Teresópolis, na Região Serrana do Rio, recebeu, na tarde desta quinta-feira (5), o 1º Seminário de Proteção à Liberdade Religiosa. O objetivo do evento foi capacitar os policiais militares a lidar com as diversas formas de intolerância religiosa, tanto para prevenir quanto para coibir ações violentas motivadas por divergências de crenças.

 

Iniciativa inédita na área de segurança pública, o “Programa de Proteção à Liberdade Religiosa Cel PM Jorge da Silva” foi lançado em fevereiro pela Secretaria de Estado de Polícia Militar, designando o 30º Batalhão de Polícia Militar (Teresópolis) para desenvolver o projeto-piloto em todo o estado.
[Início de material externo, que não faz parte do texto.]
PR #580, opened 2020-07-02
Document compatiblity with normal Linux.

davidchisnall:


davidchisnall:
@AevaOnline, please can you take a look at this?

docs/Incompatibilities.md
```diff
@@ -0,0 +1,127 @@
+Incompatibilities between SGX-LKL and x86-64 Linux
+==================================================
+
+SGX-LKL is a port of Linux to a paravirtualised SGX environment, using LKL as a porting layer.
+SGX-LKL runs x86-64 programs and these programs execute the same machine instructions as they would outside of an enclave.
+The kernel; however, runs in quite a different environment to ring 0 on an x86-64 CPU and this can lead to some important differences.
```
letmaik, line 6: I noticed this in another place as well, you use a semicolon before "however". Is that correct? I would have used a comma instead.

docs/Incompatibilities.md
```diff
@@ -0,0 +1,127 @@
...
+
+A conventional x86-64 system exposes multiple privilege domains ('rings') and provides a memory management unit that allows each userspace process to have a separate virtual address space.
+This includes the ability to alias pages such that the same physical page is in several different locations in the virtual address space.
+In contrast, SGX exposes a single virtual address space and does not allow page mappings to be modified.
+
+At the system call layer, this means that there are some restrictions on `mmap`:
+
+ - Mapping anonymous memory works reliably.
+ - Shared mappings are not automatically written back.
+ - `MAP_FIXED` mappings should only be done over existing mappings: the kernel and userspace share and address space.
```
letmaik:
```suggestion
 - `MAP_FIXED` mappings should only be done over existing mappings: the kernel and userspace share an address space.
```

docs/Incompatibilities.md
```diff
@@ -0,0 +1,127 @@
...
+In a conventional Linux system, the Linux scheduler runs userspace threads, switching to another thread either when a thread makes a blocking system call or when an interrupt fires.
+SGX; however, does not provide a mechanism for receiving timer interrupts and so cannot efficiently run a preemptive scheduler.
+
+SGX-LKL uses the lthread scheduler to provide a cooperative threading implementation, multiplexing lthreads on top of ethreads.
+The lthread scheduler running on each ethread will switch the running lthread on any system call.
+The main impact of this on userspace code is that threads that run without any system calls will not be interrupted and can consume all of the CPU resources.
+Spin locks that do not have a fallback futex path for the contended case, for example, may fail to make progress when there is a single ethread and may consume excessive amounts of CPU time in all uses.
+Threads that block on a futex will be correctly scheduled.
+
+LKL runs Linux in single-core mode and delegates scheduling of userspace threads to the lthread scheduler.
```
letmaik, line 53: What is the impact of running in "single-core mode" for userspace applications? What will `std::thread::hardware_concurrency` return? And `sysconf(_SC_NPROCESSORS_ONLN)`? Or reading `/proc/cpuinfo`? Will those return 1? Or the number of ethreads? Or lthreads? Does it work "as expected" or do users have to configure parallelisation differently in their apps for SGX-LKL (I hope not)?

docs/Incompatibilities.md
```diff
@@ -0,0 +1,127 @@
...
+As a result, the kernel's CPU affinity modes are not supported.
+Attempting to set CPU affinity will report success but silently fail.
+
+### Calling system calls
+
+On x86-64 Linux, userspace makes system calls by placing the arguments and system call number in registers and then issuing a `syscall` instruction.
+With SGX, the `syscall` instruction is not permitted and so will raise an illegal instruction trap, which will be delivered to the host, resulting in an enclave exit and an enclave resume with the host.
+We do not yet emulate the syscall instruction and so any code attempts to make system calls directly will fail.
```
letmaik:
```suggestion
We do not yet emulate the syscall instruction and so any code that attempts to make system calls directly will fail.
```

docs/Incompatibilities.md
```diff
@@ -0,0 +1,127 @@
...
+
+### Working set limits
+
+SGX, in current implementations, uses an encrypted page cache (EPC) that is directly accessible and guarantees confidentiality and integrity.
+Accesses in the EPC are slightly slower than normal memory.
+If the EPC is exhausted, the OS must swap to the rest of memory.
+This involves encrypting a page, removing it from the enclave, and providing a different page, which is then decrypted and validated.
+This process takes tens of thousands of cycles.
+
+Any workload that does not fix into the EPC will incur a significant (often a factor of ten) slowdown as a result of EPC swapping overheads.
```
letmaik:
```suggestion
Any workload that does not fit into the EPC will incur a significant (often a factor of ten) slowdown as a result of EPC swapping overheads.
```

docs/Incompatibilities.md
```diff
@@ -0,0 +1,127 @@
...
+The userpace signal handler will reflect this trap back into the SGX enclave.
+SGX-LKL will check if the faulting instruction is `cpuid` or `rdtsc` and emulate them but will generate a `SIGILL` for any other instruction.
+
+A malicious host can cause spurious illegal instruction, floating point, or segmentation fault signals to be delivered.
+
+### Imprecise time
+
+SGX does not give a trusted time source and, as described above, the `rdtsc` instruction is not allowed.
+SGX-LKL uses a variable in untrusted memory to provide a monotonic counter.
+The host updates this periodically (approximately every 5ms) and the enclave code advances it by 1ns on every query if the host has not changed the update.
```
letmaik: What happens if the host updates it to a value in the past? I guess it's ignored and the usual 1ns increment continues without update.

letmaik (commented):
I like it. Certainly for the advanced user and we need another guide & tooling to help the average user.
Should this doc say anything about musl/glibc? I'm trying to figure out what the level of abstraction for this doc should be.

docs/Incompatibilities.md
davidchisnall: That's what my copyeditor tells me to use for this construct.

docs/Incompatibilities.md
davidchisnall: `sysconf` will return return the number of ethreads, because we override them.  Not sure about `/proc/cpuinfo`.  Only one thread can be executing a system call at a time.

docs/Incompatibilities.md
davidchisnall: Yes, exactly.

docs/Incompatibilities.md
davidchisnall:
```suggestion
LKL runs Linux in single-core mode and delegates scheduling of userspace threads to the lthread scheduler.
This means that only one core can be executing system calls at any time, though userspace code can be executing on other cores at the same time.
```

docs/Incompatibilities.md
davidchisnall:
```suggestion
The host updates this periodically (approximately every 5ms) and the enclave code advances it by 1ns on every query if the host has not changed the update.
The in-enclave code ensures that time always goes forwards.
```

docs/Incompatibilities.md
letmaik: OK that makes sense now and is clear enough.

docs/Incompatibilities.md
```diff
@@ -0,0 +1,129 @@
...
+SGX-LKL is a port of Linux to a paravirtualised SGX environment, using LKL as a porting layer.
+SGX-LKL runs x86-64 programs and these programs execute the same machine instructions as they would outside of an enclave.
+The kernel; however, runs in quite a different environment to ring 0 on an x86-64 CPU and this can lead to some important differences.
+
+Compatibility differences
+-------------------------
+
+Some features are not supported at all and so applications that depend on them will not work.
+
+### Single process
```
SeanTAllen, line 13: The title seems weird given context. I am expecting a list of things to are not supported, and it says "single process" which is the limitation rather than a feature that isn't supported or  thing that won't work.

docs/Incompatibilities.md
```diff
@@ -0,0 +1,129 @@
...
+
+These restrictions are close to those of uCLinux and SGX-LKL will eventually use the no-MMU code from Linux.
+
+Because SGX does not grant control over the MMU, it is impossible on SGX1 hardware to securely change page permissions.
+SGX-LKL delegates this to the untrusted host.
+As a result, any `mprotect` call, or any `mmap` with permissions weaker than read-write-execute, should be considered advisory.
+These calls will work correctly *in the absence of an attacker* but a malicious host can simply ignore these calls.
+This will be addressed on hardware with Enclave Dynamic Memory Management (EDMM) support.
+
+### Cooperative threading
```
SeanTAllen, line 41: See single process comment.

Perhaps a small rewrite of the paragraph that leads into this "list" would be better.

docs/Incompatibilities.md
```diff
@@ -0,0 +1,129 @@
...
+The userpace signal handler will reflect this trap back into the SGX enclave.
+SGX-LKL will check if the faulting instruction is `cpuid` or `rdtsc` and emulate them but will generate a `SIGILL` for any other instruction.
+
+A malicious host can cause spurious illegal instruction, floating point, or segmentation fault signals to be delivered.
+
+### Imprecise time
+
+SGX does not give a trusted time source and, as described above, the `rdtsc` instruction is not allowed.
+SGX-LKL uses a variable in untrusted memory to provide a monotonic counter.
+The host updates this periodically (approximately every 5ms) and the enclave code advances it by 1ns on every query if the host has not changed the update.
```
SeanTAllen: 5 ms is incorrect at the moment. Currently it is 500 micros.

docs/Incompatibilities.md
```diff
@@ -0,0 +1,129 @@
...
+The in-enclave code ensures that time always goes forwards.
+This means that time within the enclave will always go forward but may jump forward.
+All of the Linux clocks are driven from this time source, so anything depending on smooth time (e.g. video / audio playback) would not be reliable.
+
+Additionally, the time exposed in the enclave is untrusted.
+The enclave may communicate with an external trusted time source but that can give only a lower bound on the current time: a malicious host could cause the enclave to sleep for an unbounded amount of time.
+
+Summary of security implications
+--------------------------------
+
```
SeanTAllen, line 115: Some headings in this section would be good as there are a couple different topics. That would also better fit the format from earlier.

docs/Incompatibilities.md
```diff
@@ -0,0 +1,129 @@
...
+SGX-LKL will check if the faulting instruction is `cpuid` or `rdtsc` and emulate them but will generate a `SIGILL` for any other instruction.
+
+A malicious host can cause spurious illegal instruction, floating point, or segmentation fault signals to be delivered.
+
+### Imprecise time
+
+SGX does not give a trusted time source and, as described above, the `rdtsc` instruction is not allowed.
+SGX-LKL uses a variable in untrusted memory to provide a monotonic counter.
+The host updates this periodically (approximately every 5ms) and the enclave code advances it by 1ns on every query if the host has not changed the update.
+The in-enclave code ensures that time always goes forwards.
```
SeanTAllen: I think this should be "The in-enclave code ensures that the monotonic counter always goes forward".

docs/Incompatibilities.md
```diff
@@ -0,0 +1,129 @@
...
+This means that time within the enclave will always go forward but may jump forward.
```
SeanTAllen: This could be read by someone as "I can't set the realtime clock to the past in the enclave" which would be incorrect.

I think rather than time here, I think it should be monotonic counter or just counter.

"This means that the counter within the enclave will always go forward..."

docs/Incompatibilities.md
```diff
@@ -0,0 +1,129 @@
...
+All of the Linux clocks are driven from this time source, so anything depending on smooth time (e.g. video / audio playback) would not be reliable.
```
SeanTAllen: "this time source" could be ambiguous. I'd suggest something like "All of the Linux clocks are driven by the monotonic counter"

docs/Incompatibilities.md
prp: I also haven't seen this before. I would use a comma.

docs/Incompatibilities.md
prp: Agreed. Perhaps say "Limitation to single process environment" or "Single process environment only".

docs/Incompatibilities.md
```diff
@@ -0,0 +1,129 @@
...
+The kernel; however, runs in quite a different environment to ring 0 on an x86-64 CPU and this can lead to some important differences.
+
+Compatibility differences
+-------------------------
+
+Some features are not supported at all and so applications that depend on them will not work.
+
+### Single process
+
+The SGX-LKL environment provides a single process.
```
prp: Perhaps explain why.
```suggestion
The SGX-LKL environment provides a single process due to the lack of certain virtual memory features inside SGX enclaves.
```

docs/Incompatibilities.md
```diff
@@ -0,0 +1,129 @@
...
+Any application that depends on spawning child processes will not work.
+
+In some future version, we expect to be able to support multiple processes but there will be no isolation between them.
+This means that using multiple processes for privilege separation will not be possible.
+
+### No MMU support
+
+A conventional x86-64 system exposes multiple privilege domains ('rings') and provides a memory management unit that allows each userspace process to have a separate virtual address space.
```
prp:
```suggestion
A conventional x86-64 system exposes multiple privilege domains ('rings') and provides a memory management unit (MMU) that allows each userspace process to have a separate virtual address space.
```

docs/Incompatibilities.md
```diff
@@ -0,0 +1,129 @@
...
+This includes the ability to alias pages such that the same physical page is in several different locations in the virtual address space.
+In contrast, SGX exposes a single virtual address space and does not allow page mappings to be modified.
+
+At the system call layer, this means that there are some restrictions on `mmap`:
+
+ - Mapping anonymous memory works reliably.
```
prp: This doesn't sound like a limitation. Remove?

docs/Incompatibilities.md
```diff
@@ -0,0 +1,129 @@
...
+ - Shared mappings are not automatically written back.
```
prp:
```suggestion
 - Shared mappings (`MAP_SHARED`) are not automatically written back.
```

docs/Incompatibilities.md
```diff
@@ -0,0 +1,129 @@
...
+ - `MAP_FIXED` mappings should only be done over existing mappings: the kernel and userspace share an address space.
```
prp:
```suggestion
 - Fixed mappings (`MAP_FIXED`) should only be done over existing mappings: the kernel and userspace share an address space.
```

docs/Incompatibilities.md
```diff
@@ -0,0 +1,129 @@
...
+   It is currently possible to do `MAP_FIXED` over kernel mappings, this will be fixed in a future version.
+
+These restrictions are close to those of uCLinux and SGX-LKL will eventually use the no-MMU code from Linux.
```
prp, line 33:
```suggestion
These restrictions are close to those of uCLinux, and SGX-LKL will eventually use the no-MMU code from Linux.
```

docs/Incompatibilities.md
```diff
@@ -0,0 +1,129 @@
...
+SGX-LKL delegates this to the untrusted host.
+As a result, any `mprotect` call, or any `mmap` with permissions weaker than read-write-execute, should be considered advisory.
+These calls will work correctly *in the absence of an attacker* but a malicious host can simply ignore these calls.
+This will be addressed on hardware with Enclave Dynamic Memory Management (EDMM) support.
+
+### Cooperative threading
+
+The SGX-LKL runtime uses an enclave thread (ethread) abstraction that roughly corresponds to a virtual CPU (VCPU) in a conventional VM environment.
+In a conventional Linux system, the Linux scheduler runs userspace threads, switching to another thread either when a thread makes a blocking system call or when an interrupt fires.
+SGX; however, does not provide a mechanism for receiving timer interrupts and so cannot efficiently run a preemptive scheduler.
```
prp, line 45: See above.

docs/Incompatibilities.md
```diff
@@ -0,0 +1,129 @@
...
+
+SGX-LKL uses the lthread scheduler to provide a cooperative threading implementation, multiplexing lthreads on top of ethreads.
```
prp: Has the term "lthread" been introduced?

docs/Incompatibilities.md
```diff
@@ -0,0 +1,129 @@
...
+
+LKL runs Linux in single-core mode and delegates scheduling of userspace threads to the lthread scheduler.
+This means that only one core can be executing system calls at any time, though userspace code can be executing on other cores at the same time.
+As a result, the kernel's CPU affinity modes are not supported.
+Attempting to set CPU affinity will report success but silently fail.
+
+### Calling system calls
+
+On x86-64 Linux, userspace makes system calls by placing the arguments and system call number in registers and then issuing a `syscall` instruction.
+With SGX, the `syscall` instruction is not permitted and so will raise an illegal instruction trap, which will be delivered to the host, resulting in an enclave exit and an enclave resume with the host.
```
prp: Long sentence -- I would split it.

prp (approved):
LGTM, left some minor comments.

docs/Incompatibilities.md
davidchisnall:
```suggestion
```

docs/Incompatibilities.md
davidchisnall: This is not a list, so doesn't need an Oxford comma.  For separating clauses, you need either a comma or a conjunction.

docs/Incompatibilities.md
davidchisnall: This paragraph is introducing lthreads.
```suggestion
SGX-LKL uses a cooperative scheduler ('lthreads') to provide a cooperative threading implementation, multiplexing cooperative lthreads on top of hardware enclave threads ('ethreads').
```

docs/Incompatibilities.md
davidchisnall:
```suggestion
With SGX, the `syscall` instruction is not permitted and so will raise an illegal instruction trap.
The trap will be delivered to the host, resulting in an enclave exit and an enclave resume with the host.
```

docs/Incompatibilities.md
davidchisnall:
```suggestion
The host updates this periodically (approximately every 500μs, subject to host scheduler variation) and the enclave code advances it by 1ns on every query if the host has not changed the update.
```

docs/Incompatibilities.md
davidchisnall:
```suggestion
The in-enclave code ensures that the monotonic counter always goes forward.
```

docs/Incompatibilities.md
davidchisnall:
```suggestion
This means that the clock source provided to the in-enclave kernel will always go forward but may jump forward.
Software running on the kernel is still free to set the wall-clock time to any value.
```

docs/Incompatibilities.md
davidchisnall:
```suggestion
All of the Linux clocks are driven from the monotonic counter, so anything depending on smooth time (e.g. video / audio playback) would not be reliable.
```

docs/Incompatibilities.md
davidchisnall: This section is a summary.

O novo programa com o nome do Coronel Jorge Da Silva, a SEPM presta uma justa homenagem a um dos oficiais responsáveis por levar a democracia para dentro das polícias militares estaduais e um precursor da defesa ao direito da liberdade religiosa.

Durante o seminário, que aconteceu no Hotel SESC Alpina, foram discutidas as primeiras experiências dos policiais militares do 30º BPM em ações voltadas para coibir manifestações e crimes motivados por intolerância religiosa. Também participaram dos debates, como protagonistas do programa, lideranças religiosas de mais variadas matrizes que atuam na Serra do Rio.

As discussões foram acompanhadas por oficiais e praças de unidades operacionais da Polícia Militar da Região Serrana, da Baixada Fluminense, do Leste Fluminense e do Batalhão de Polícia Rodoviária (BPRv).

Responsável pela condução do projeto piloto, o comandante do 30º BPM, coronel Alex Marchito Soliva, que apresentou o ponto de partida para capacitar a tropa a atuar no enfrentamento a esta importante demanda da área de segurança pública.

A intolerância religiosa está prevista no Código Penal, mas, por falta de conhecimento, não é reconhecida pela sociedade como um crime muito grave. Essa falta de conhecimento acaba contribuindo para a subnotificação dos casos e, consequentemente, prejudica a capacidade das instituições da área de segurança e do Poder Judiciário a enfrentar o problema.

Segundo a polícia, muitos crimes graves, como homicídios, têm origem na intolerância religiosa.

Segundo o ISP, em 2021 foram registrados 1.564 casos de intolerância religiosa no estado do Rio de Janeiro, que corresponde uma média de 4 casos por dia. Um aumento de 11,7% em relação ao ano de 2020.